Короче, после рассказов блестяще владеющего предметом разговора смотрителя, слегка удивленного утренним визитом, но радующегося первому живому интересу и первому туристу с Большой земли в конце длинной нарымской зимы, после осмотра и чтения музейных материалов – наступила ясность. Эта ясность в голове Кобылкина состояла как бы из двух разделов: понимания удивительной связи между различными фактами из местной ссыльной и большой истории, а во-вторых, ясной уверенности в том, что он понял тайный смысл и логику всех этих событий. Свои выводы он рассказал мужикам за чаем, перед отъездом. Круглый и Андрей даже не спорили. Женька сосредоточенно жевал вчерашнюю зайчатину, а вот Андрей вставил свои «пять копеек», как всегда убедительно: «Мне, парни, дед со слов прадеда примерно так и рассказывал, только не настолько понятно и красиво, не институтский, че»…

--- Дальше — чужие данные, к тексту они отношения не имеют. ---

PR #414, opened 2017-03-31
[android] Fixes file opening issues for default storage

gubatron:
It seems that after SDK 24 we cannot pass a file:// URI to another app via Intent data
since all the permissions to interact with such file are a responsability of our app
android now decided we need to have a content provider for the files we send to other intents

This is working so far for our default save location, but it's problematic when the user
changes the default save location to say an external storage device since the FileProvider
documentation says that we must provide the directories before-hand when we declare
the provider in the manifest.

it is my hope that we'll find a way to manipulate such paths programatically somehow. Perhaps
you've read about this already @aldenml

### DIFF
--- a/android/res/xml/provider_paths.xml
+++ b/android/res/xml/provider_paths.xml
@@ -1,0 +1,4 @@
+<?xml version="1.0" encoding="utf-8"?>
+<paths xmlns:android="http://schemas.android.com/apk/res/android">
+    <external-path name="external_files" path="."/>
+</paths>
--- a/android/res/xml/provider_paths.xml
+++ b/android/res/xml/provider_paths.xml
@@ -1,4 +1,5 @@
 <?xml version="1.0" encoding="utf-8"?>
 <paths xmlns:android="http://schemas.android.com/apk/res/android">
     <external-path name="external_files" path="."/>
+    <root-path name="external_files" path="/storage/" />
 </paths>
--- a/android/AndroidManifest.xml
+++ b/android/AndroidManifest.xml
@@ -302,5 +302,15 @@
             android:configChanges="keyboardHidden|orientation|screenSize" />
         <activity android:name="com.mopub.mobileads.RewardedMraidActivity"
             android:configChanges="keyboardHidden|orientation|screenSize"/>
+
+        <provider
+            android:name="android.support.v4.content.FileProvider"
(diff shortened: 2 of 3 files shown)


android/res/xml/provider_paths.xml
```diff
@@ -0,0 +1,4 @@
+<?xml version="1.0" encoding="utf-8"?>
+<paths xmlns:android="http://schemas.android.com/apk/res/android">
+    <external-path name="external_files" path="."/>
+</paths>
```
gubatron: this file is supposed to have a list of file paths our `FileProvider` will use to create URIs.
This is a problem since we let users pick SD Card paths to save after the app has been installed and we can't foresee the future if this information has to be here.

I hope we can hack our way into the `FileProvider`'s paths programmatically when the user changes the default save location.

aldenml:
If I remember correctly, uris with "file://" are permanently forbidden for IPC going forward, you just can't send and intent with that kind of uri inside. Also the default `FileProvider` should not allow you to expose paths that are not private to your app. It could be the case of a faulty implementation, like my Moto G3, that security in the SD card is not enforced at all, but that will fail in the general case.

But to complicate matters, if you granted the permission via the android file browsing to some path to a third party app, then that permission is stored and you continue develop in your app thinking that everything is OK, only to realize later that if you uninstall/reinstall the apps (in this case the third party one), things will fail.

We delayed working in the problem because at the time, the fraction of that SDK was minimal, but maybe now is the time :)

gubatron:
>Also the default FileProvider should not allow you to expose paths that are not private to your app.

That's the part that worries me and I'd like to do more testing.
The problem is not being able to change the list of paths available to the `FileProvider` in run time, the documentation seems clear that this cannot be done, and everybody in stack overflow land says you can't use `FileProvider` on SDCards, which doesn't make sense to me.

What you say makes more sense, just giving your `FileProvider` a path that's only available to your app.

gubatron:
this worked also on the Sony Experia

aldenml:
Sony Experia? What Android version?

gubatron:
Android 7.0 - Android security patch level December 1, 2016

muckachina:
Version 1.9.1-build-352

I can open Videos, Images, docs and Torrent  files saved within the SD card on Android 6, 5 and 4.2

Дело обстояло так. Некто Юровский, мещанин губернского города Томск, приезжал в Нарым в 1911 году по неким коммерческим делам. Факт поездки есть, что за дела и с кем встречался – никто не знает. В этом же году в Нарымской ссылке как раз находился известный криминальный и революционный деятель, тезка Юровского – Янкель Мойшович Свердлов. После встречи с Юровским Свердлов сбежал, а будущего цареубийцу менее чем через год арестовала охранка и из Томска, из Сибири отправила в ссылку… на Запад, в Екатеринбург. Именно туда, где уже с 1905 года существовала созданная Свердловым сеть боевиков, страшно прогремевшая своей жестокостью в Первую русскую революцию. Почему сам нижегородец Свердлов поперся именно в Екатеринбург, в противоположную от революционных столиц сторону, и там приложил все свои способности на выстраивание мощной, хорошо оплачиваемой сети боевиков, – рационально, без малахитовых часов и цареубийства, Кобылкин так себе объяснить и не сумел.